In der Schweiz wird noch immer Geld gewaschen

Schweizer Ermittlungen haben die Korruptionsaffäre um den Ölkonzern Petrobras ins Rollen gebracht. Erste Ergebnisse zeigen: Geldwäsche funktioniert in der Schweiz noch immer.

Bundesanwalt Michael Lauber präsentierte am Mittwoch in Brasilia zusammen mit seinem brasilianischen Amtskollegen Ergebnisse aus den Ermittlungen im Korruptionsfall um den brasilianischen Ölkonzern Petrobras.

Es seien rund 120 Millionen Dollar an früheren Schmiergeldern von der Schweiz zurück nach Brasilien repatriiert worden, zitierte die Nachrichtenagentur «Reuters» Bundesanwalt Lauber. Insgesamt seien in diesem Fall rund 400 Millionen Dollar auf Schweizer Bankkonten eingefroren worden.

Über 300 verdächtige Konten

Die Ermittlungen der Schweiz haben den Fall erst ins Rollen gebracht. Ein Hinweis der Meldestelle für Geldwäsche war dazu der Auslöser gewesen. Dies wirft ein positives Licht auf die Schweiz und ihre Banken, die in der Vergangenheit grosse Anstrengungen im Kampf gegen Geldwäsche unternommen haben.

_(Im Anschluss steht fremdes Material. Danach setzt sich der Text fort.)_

Issue #1975, opened 2026-07-31
sidecar: three in-lock cold Qwen loads survive plan 273 (synthesize_batch, design_voice audition)


dudarenok-maker:
## Summary

Plan 273 (T7/T8, PR #1968) fixed the "a cold model load runs while holding
the engine's forward lock" defect shape (#1925) for `WhisperEngine.transcribe`
and `QwenEngine._guarded_base_synth` (the single-utterance `synthesize` path).
Three more sites in `QwenEngine` have the identical shape and were not
touched by T8, and are not named anywhere in
`docs/features/archive/273-sidecar-lock-event-loop.md`.

Each of the three already has a pre-ensure immediately above it, so the
in-lock call is normally a warm no-op — exactly the shape T7/T8 fixed
elsewhere. But when an `/unload` wins the narrow window between that
pre-ensure and the lock acquire, a full cold weights pull runs while
`_synth_lock` is held, blocking `unload()` (Stop) for the whole pull.

## Sites

| Site | Code | Reachable via |
|---|---|---|
| `main.py:5336-5337` | `with self._synth_lock:` → `_ensure_base_loaded()` (design_voice audition forward) | `unload()` nulls `_base` (`main.py:5033`) |
| `main.py:6028-6030` | `with self._synth_lock:` → `_ensure_base17_loaded()` (`synthesize_batch`, 1.7B path) | `unload_base17()` via `POST /unload {model:'1.7b'}` (`main.py:8687`) |
| `main.py:6096-6099` | `with self._synth_lock:` → `_ensure_base_loaded()` (`synthesize_batch`, 0.6B path, default) | `unload()` nulls `_base` |

(Line numbers verified against `main.py` at PR #1968's HEAD, `89799cdf`; check
for drift before implementing.)

## Why this matters

`synthesize_batch` is the **main** chapter-render path — Qwen chapter
sentences batch through it (see the comment at `main.py:6061-6065`: "THIS is
the path that matters for a book"). The `synthesize` path plan 273 T8 fixed
is the fallback/single-utterance path (title beat, audition, clone).
`synthesize_batch` deliberately does **not** route through
`_guarded_base_synth` — see the comment at `main.py:5965-5970` ("the silent
degenerate-load OUTPUT guard... is INTENTIONALLY NOT wired here yet — a batch
retry needs a full-batch re-run... deferred to a follow-up; the single-synth
path is guarded"). So plan 273 fixed the **colder** Qwen path (single
[...]

PR #2790, opened 2026-08-28
fix(sidecar): widen design_voice base17 evict guard to in-flight loads

### LINKED ISSUE #2752: bug(sidecar): design_voice()'s 1.7B-Base evict guard blind to an in-flight base17 load
## What happened

PR #2745's re-review (pass 2) found `design_voice()`'s eviction guard for the 1.7B-Base model has the identical blind spot PR #2745 fixed on the design side, in the opposite direction: at `server/tts-sidecar/main.py:6472`, the guard is `if self._base17 is not None:` — blind to the window where `_base17_in_flight` is claimed and the ~3.4 GB pull is still running (`self._base17` stays `None` for the whole load, same shape as `self._design`/`_design_in_flight` before #2745).

Proven, not inferred: a probe mirroring PR #2745's own regression tests (claim `_base17_in_flight`, leave `self._base17` as `None`, call `design_voice()`) shows `unload_base17` called 0 times while `_ensure_design_loaded` is reached — i.e. `design_voice()` proceeds to load the ~4-5GB VoiceDesign model concurrently with an in-flight 1.7B-Base load. This is the #1156 OOM shape ("VoiceDesign and 1.7B-Base co-reside on an 8GB card") in the one window the existing guard can't see.

## Why this needs a design decision, not just a mechanical guard widen

PR #2745's fix worked because `unload_design()` already had a wait-then-evict path (`_design_in_flight.busy`, bounded 150s, per #2070's "design wins" policy) — widening the caller-side guard to also catch the in-flight case was sufficient.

Gleichzeitig werfen die Details aber auch Fragen über die Effektivität des Schweizer Systems der Geldwäschereibekämpfung auf. Denn laut Lauber hat die Bundesanwaltschaft im Zuge der Ermittlungen nach 60 Verdachtsmeldungen mehr als 300 Konten bei über 30 Banken in der Schweiz ausfindig gemacht, über welche die Schmiergeldzahlungen wohl abgewickelt worden seien.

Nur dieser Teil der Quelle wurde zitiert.